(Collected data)
PR #5893, opened 2026-05-31
`AsyncGRPOTrainer`: add `model_init_kwargs` support

rycerzes:
# What does this PR do?

Adds `model_init_kwargs` support to `AsyncGRPOTrainer`, matching the existing behavior in `GRPOTrainer`.

Currently, `AsyncGRPOTrainer` hardcodes `AutoModelForCausalLM.from_pretrained(model, device_map=None, dtype=torch.float32)`, which prevents passing custom kwargs like `attn_implementation` or `dtype`. This PR:

- Adds `model_init_kwargs` field to `AsyncGRPOConfig` (with `_VALID_DICT_FIELDS` for dict serialization support)
- Replaces direct `AutoModelForCausalLM` loading with `create_model_from_path(model, **model_init_kwargs)`, which infers the correct architecture class from the model config (important for models like Qwen3.5 that use `Qwen3_5ForConditionalGeneration` instead of a standard CausalLM)
- Enforces `device_map=None` for FSDP2 compatibility

**Changes:**
- `async_grpo_config.py`: add `model_init_kwargs` field + docstring + `_VALID_DICT_FIELDS`
- `async_grpo_trainer.py`: replace `AutoModelForCausalLM` with `create_model_from_path`, update imports

**Tests:**
- `test_model_init_kwargs`: verifies that `model_init_kwargs={"dtype": "bfloat16"}` results in bfloat16 model parameters

Closes part of https://github.com/huggingface/trl/issues/5831

## Before submitting

- [ ] This PR fixes a typo or improves the docs (you can dismiss the other checks if that's the case).
- [x] Did you read the [contributor guideline](https://github.com/huggingface/trl/blob/main/CONTRIBUTING.md#create-a-pull-request), Pull Request section?
- [x] Was this discussed/approved via a GitHub issue? Please add a link to it if that's the case.
- [x] Did you make sure to update the documentation with your changes?
- [x] Did you write any new necessary tests?

## AI writing disclosure

- [ ] No AI usage: the PR was written entirely by a human.
- [x] AI-assisted: some parts were suggested or improved by AI, but the PR was written and reviewed by a human.
- [ ] AI-generated: the PR was mostly or fully generated by an AI tool.

## Who can review?

@qgallouedec

---

> [!NOTE]
> **Low Risk**
> Small, localized change to model instantiation with an existing shared helper and a focused unit test; no auth or rollout pipeline logic changes.
> 
> **Overview**
[...]

Issue #5831, opened 2026-05-25
Add missing AsyncGRPOTrainer features present in GRPOTrainer


rycerzes:
### Feature request

Fill feature gaps in `AsyncGRPOTrainer` that are already present in `GRPOTrainer` but missing from the async variant.

### Motivation

The sync `GRPOTrainer` already supports several features that `AsyncGRPOTrainer` lacks. These gaps limit the usability of `AsyncGRPOTrainer`:

1. **ProcessorMixin handling** - `GRPOTrainer` uses `AutoProcessor` and extracts the tokenizer from `ProcessorMixin` instances, supporting VLM-style models without vision inputs. `AsyncGRPOTrainer` only uses `AutoTokenizer`.
2. **PEFT/LoRA support** - `GRPOTrainer` has a `peft_config` parameter, wraps the model with `get_peft_model`, and handles gradient checkpointing for PEFT models. `AsyncGRPOTrainer` has none of this.
3. **Sampling parameters** - `GRPOTrainer` supports `top_p`, `top_k`, `min_p`, `repetition_penalty` from config. `AsyncGRPOTrainer` does not plumb these to the vLLM rollout worker.
4. **`model_init_kwargs`** - `GRPOTrainer` supports `model_init_kwargs` for passing custom kwargs (e.g., `attn_implementation`, `dtype`) when loading the model from a string. `AsyncGRPOTrainer` lacks this.

### Your contribution

I have implemented all the changes in this [branch](https://github.com/rycerzes/trl/tree/feat/async-grpo-parity). Will draft a PR soon.

qgallouedec:
thanks! I think the best approach would be to decouple these changes. They all come with their own complexity, and reviewing one by one will be way easier

rycerzes:
Cool! will decouple and raise the PRs

qgallouedec:
Hey @rycerzes, thanks for splitting this up so cleanly, the decoupling worked great.

Quick status so we can retire this umbrella issue in favor of the individual PRs: 
1. `model_init_kwargs` already landed on main independently `AsyncGRPOConfig` has the field so #5893 was closed as done.
2. The remaining three are live and just waiting on review: #5894 (sampling params), #5895 (`ProcessorMixin` handling), #5896 (PEFT/LoRA).

Since every item now has its own tracking PR, I'll close this issue and we'll follow the rest there. Thanks again!

PR #5895, opened 2026-05-31
`AsyncGRPOTrainer`: add `ProcessorMixin` handling

rycerzes:
# What does this PR do?

Adds `ProcessorMixin` support to `AsyncGRPOTrainer`, matching the existing behavior in `GRPOTrainer`.

Currently, `AsyncGRPOTrainer` only uses `AutoTokenizer` when no `processing_class` is provided, and only accepts `PreTrainedTokenizerBase` instances. This fails for models like Qwen3.5 that use a processor (e.g., `Qwen3_5ForConditionalGeneration` returns a `ProcessorMixin` from `AutoProcessor`). 
#### This PR:
- Uses `AutoProcessor.from_pretrained()` instead of `AutoTokenizer.from_pretrained()` when no `processing_class` is provided
- Accepts both `PreTrainedTokenizerBase` and `ProcessorMixin` as `processing_class`
- Extracts the tokenizer from `ProcessorMixin` instances (`processing_class.tokenizer`)
- Passes the extracted tokenizer (not the processor) to `super().__init__()` and `AsyncRolloutWorker`
- Normalizes pad token on the tokenizer (`pad_token ← eos_token` when not set)

**Changes:**
- `async_grpo_trainer.py`: update imports (`AutoProcessor`, `ProcessorMixin`), update `processing_class` type hint and docstring, add processor/tokenizer extraction logic

**Tests:**
- `test_processor_mixin_handling`: passes an `AutoProcessor` instance as `processing_class` and verifies the trainer extracts a `PreTrainedTokenizerBase`
- `test_auto_processor_when_none`: omits `processing_class` entirely and verifies the trainer auto-loads via `AutoProcessor` with a valid pad token

Closes part of https://github.com/huggingface/trl/issues/5831

## Before submitting

## AI writing disclosure

## Who can review?

@qgallouedec

---

> [!NOTE]
> **Medium Risk**
> Touches default preprocessing and tokenizer wiring for all AsyncGRPO runs (AutoProcessor vs AutoTokenizer), which could affect text-only models if processor loading behaves differently, though rollout paths still use the extracted tokenizer.
> 
> **Overview**
> **`AsyncGRPOTrainer`** now accepts vision/multimodal processors the same way as **`GRPOTrainer`**, so models like Qwen3.5 that ship an **`AutoProcessor`** instead of a bare tokenizer can train without manual wiring.
> 
> When **`processing_class`** is omitted, the trainer loads **`AutoProcessor.from_pretrained`** (with left truncation/padding) instead of **`AutoTokenizer`**. Callers may pass either **`ProcessorMixin`** or **`PreTrainedTokenizerBase`**; the trainer keeps the full processor on **`processing_class`** for the base trainer while routing rollout, collation, and pad-token setup through an internal **`_tokenizer`** extracted from **`processing_class.tokenizer`** when needed. **`AsyncRolloutWorker`** and **`DataCollatorForRollout`** receive **`pad_token_id`** from that tokenizer, not the processor object.
> 
> Tests add **`test_train_vlm_text_only_data`**: end-to-end async GRPO on a tiny Qwen3.5 VLM with text-only prompts, asserting **`processing_class`** stays a processor, training produces loss, language weights update, and **`model.visual`** weights stay frozen. The rollout stub accepts processors and handles prompt-only datasets without a **`completion`** column.
> 
> <sup>Reviewed by [Cursor Bugbot](https://cursor.com/bugbot) for commit 3ba094a15fad857917fc185583cb9d91b48b3766. Bugbot is set up for automated code reviews on this repo. Configure [here](https://www.cursor.com/dashboard/bugbot).</sup>

### DIFF
--- a/tests/experimental/test_async_grpo_trainer.py
+++ b/tests/experimental/test_async_grpo_trainer.py
@@ -21,9 +21,11 @@ import queue
 import numpy as np
 import pytest
 import torch
+import transformers
 from accelerate import PartialState
 from datasets import load_dataset
-from transformers import AutoTokenizer
+from packaging.version import Version
+from transformers import AutoProcessor, AutoTokenizer, ProcessorMixin
 from transformers.testing_utils import torch_device
 
 import trl.experimental.async_grpo.async_rollout_worker as worker
@@ -46,7 +48,7 @@ from trl.experimental.async_grpo.async_rollout_worker import (
     _SampleBuilder,
 )
 
-from ..testing_utils import TrlTestCase, is_ampere_or_newer
+from ..testing_utils import TrlTestCase, is_ampere_or_newer, require_vision
 
 
 def dummy_reward_func(completions, **kwargs):
@@ -57,20 +59,26 @@ class _StubRolloutWorker:
     """Minimal rollout worker stub for testing the trainer in isolation."""
 
     def __init__(
-        self, tokenizer, dataset, num_generations: int = 8, samples_per_weight_sync: int = 10, fork_k: int = 1
+        self, processing_class, dataset, num_generations: int = 8, samples_per_weight_sync: int = 10, fork_k: int = 1
     ):
         self.rollout_buffer = queue.Queue()
         self._samples_per_weight_sync = samples_per_weight_sync
         self._model_version = 0
         self._fork_k = fork_k
+        tokenizer = processing_class.tokenizer if isinstance(processing_class, ProcessorMixin) else processing_class
         self._sample_iter = self._make_sample_iter(tokenizer, dataset, num_generations)
 
     def _make_sample_iter(self, tokenizer, dataset, num_generations):
         for group_id, row in enumerate(itertools.cycle(dataset)):
-            completions = [
-                [{"role": "assistant", "content": f"{row['completion'][0]['content']} {idx}"}]
-                for idx in range(num_generations)
-            ]
+            if "completion" in row:
+                completions = [
+                    [{"role": "assistant", "content": f"{row['completion'][0]['content']} {idx}"}]
+                    for idx in range(num_generations)
+                ]
+            else:
+                completions = [
+                    [{"role": "assistant", "content": f"completion {idx}"}] for idx in range(num_generations)
+                ]
             prompt_completions = [row["prompt"] + completion for completion in completions]
             prompt_ids = tokenizer.apply_chat_template(
                 row["prompt"], tokenize=True, add_generation_prompt=True, return_dict=False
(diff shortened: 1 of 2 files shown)


qgallouedec:
at this point I don't know if it's very useful to integrate processor, a the asynchronous grpo trainer doesn't support vlm yet.

tests/experimental/test_async_grpo_trainer.py
```diff
@@ -137,3 +137,46 @@ def test_train(self):
...
+        trainer = AsyncGRPOTrainer(
+            model=model_id,
+            reward_funcs=dummy_reward_func,
+            args=training_args,
+            train_dataset=dataset,
+            rollout_worker=_StubRolloutWorker(AutoTokenizer.from_pretrained(model_id), dataset, num_generations=8),
+        )
+
+        assert isinstance(trainer.processing_class, PreTrainedTokenizerBase)
+        assert trainer.processing_class.pad_token is not None
```
qgallouedec: in this case, it would be better to have a test that looks like a mix of  https://github.com/huggingface/trl/blob/bf80d705b4976ffd929573ce69dd461854f55c8d/tests/test_sft_trainer.py#L1820-L1842

and 

https://github.com/huggingface/trl/blob/bf80d705b4976ffd929573ce69dd461854f55c8d/tests/test_grpo_trainer.py#L1959-L1984

qgallouedec: something like this


```python
def test_train_vlm_text_only_data(self):
        model_id = "trl-internal-testing/tiny-Qwen3_5ForConditionalGeneration-Think"
        dataset = load_dataset("trl-internal-testing/zen", "conversational_prompt_only", split="train")

        training_args = AsyncGRPOConfig(
            output_dir=self.tmp_dir,
            learning_rate=0.1,  # use higher lr because gradients are tiny and default lr can stall updates
            per_device_train_batch_size=3,  # reduce the batch size to reduce memory usage
            max_completion_length=8,  # reduce the completion length to reduce memory usage
            vllm_server_timeout=5.0,  # short timeout so test fails fast if queue runs dry
            report_to="none",
        )
        trainer = AsyncGRPOTrainer(
            model=model_id,
            reward_funcs=dummy_reward_func,  # unused: the stub pre-computes rewards, but the trainer requires this argument
            args=training_args,
            train_dataset=dataset,
            rollout_worker=_StubRolloutWorker(AutoProcessor.from_pretrained(model_id), dataset, num_generations=3),
        )

        trainer.train()

        assert trainer.state.log_history[-1]["train_loss"] is not None

        # Check that the params have changed
            if n.startswith("model.visual"):
                torch.testing.assert_close(param, new_param, rtol=1e-12, atol=1e-12, msg=f"Param {n} is updated")
            else:
                assert not torch.equal(param, new_param), f"Param {n} is not updated"
        
```

rycerzes: Yes, I will add the qwen 3.5 test as suggested, but since it depends on the model-loading change from the model_init_kwargs PR #5893, I will be stacking this PR on top of it.

rycerzes:
> at this point I don't know if it's very useful to integrate processor, a the asynchronous grpo trainer doesn't support vlm yet.

Yes I agree, this isn’t for full VLM support. The scope is text-only training for processor-backed models like Qwen3.5

Updated to stack on #5893, tests passing :)

qgallouedec:
Thanks @rycerzes, and sorry for the long silence, you answered back in June and this sat.

Your text-only framing is right and I do want this one, but it needs a rebase: the async module moved a lot since your base (38 commits, +2840/-603) and all three files conflict.

Please drop the `model_init_kwargs`/`create_model_from_path` half on the way: the config field landed on main independently (that's why I closed #5893), and `create_model_from_path` would drop the explicit `attn_implementation="kernels-community/flash-attn3"` that padding-free async training needs.
Keep the processor block as-is (it mirrors `grpo_trainer.py` exactly) but match main's call site: `AutoProcessor.from_pretrained(get_config_model_id(model.config), truncation_side="left", padding_side="left", trust_remote_code=args.trust_remote_code)`,
and switch the two remaining `processing_class` uses (`async_grpo_trainer.py:820` rollout worker, `:893` `pad_token_id`) to `self._tokenizer`.

One thing to work through: with `AutoModelForCausalLM` retained, does `tiny-Qwen3_5ForConditionalGeneration-Think` still load for your new test? If not we need the architecture-inference path that preserves the flash-attn3 kwarg (the separable piece I flagged on #5893).

Ignore the Bugbot note about `super().__init__()`: your last commit already keeps the processor on `self.processing_class`, which is what we want.

rycerzes (commented):
@qgallouedec Rebased, dropped the `model_init_kwargs` half. `async_grpo_config.py` untouched; trainer keeps `AutoModelForCausalLM` so `attn_implementation="kernels-community/flash-attn3"` survives — main already threads `model_init_kwargs` through `from_pretrained`. Processor block matches `grpo_trainer.py`'s call site; both remaining `processing_class` uses go through `self._tokenizer`.

Re-applied on top of main instead of rebasing through conflicts. Same two commits.

Your open question: yes, it loads. `AutoModelForCausalLM` → `Qwen3_5ForCausalLM`, `AutoProcessor` → `Qwen3VLProcessor`. No architecture inference needed, #5893 stays out of scope.

Two test fixes:

1. Missing `weight_transfer=_StubWeightTransfer()` and `token_budget=256` (without it the trainer hits `wait_for_server_ready()` against a real vLLM server).
2. Hang in `queue.get()`: `_StubRolloutWorker` buffers 10 and refills only on weight sync, but `TokenBudgetBatcher` wants ~`token_budget / sample_length` per row — ~11 for Qwen3.5's ~23-token samples, one over the buffer. Set `samples_per_weight_sync=64`.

What you should do – The word is "logic". Copy every line above where it appears.

Solved problem –
> Small, localized change to model instantiation with an existing shared helper and a focused unit test; no auth or rollout pipeline logic changes.
- `async_grpo_trainer.py`: update imports (`AutoProcessor`, `ProcessorMixin`), update `processing_class` type hint and docstring, add processor/tokenizer extraction logic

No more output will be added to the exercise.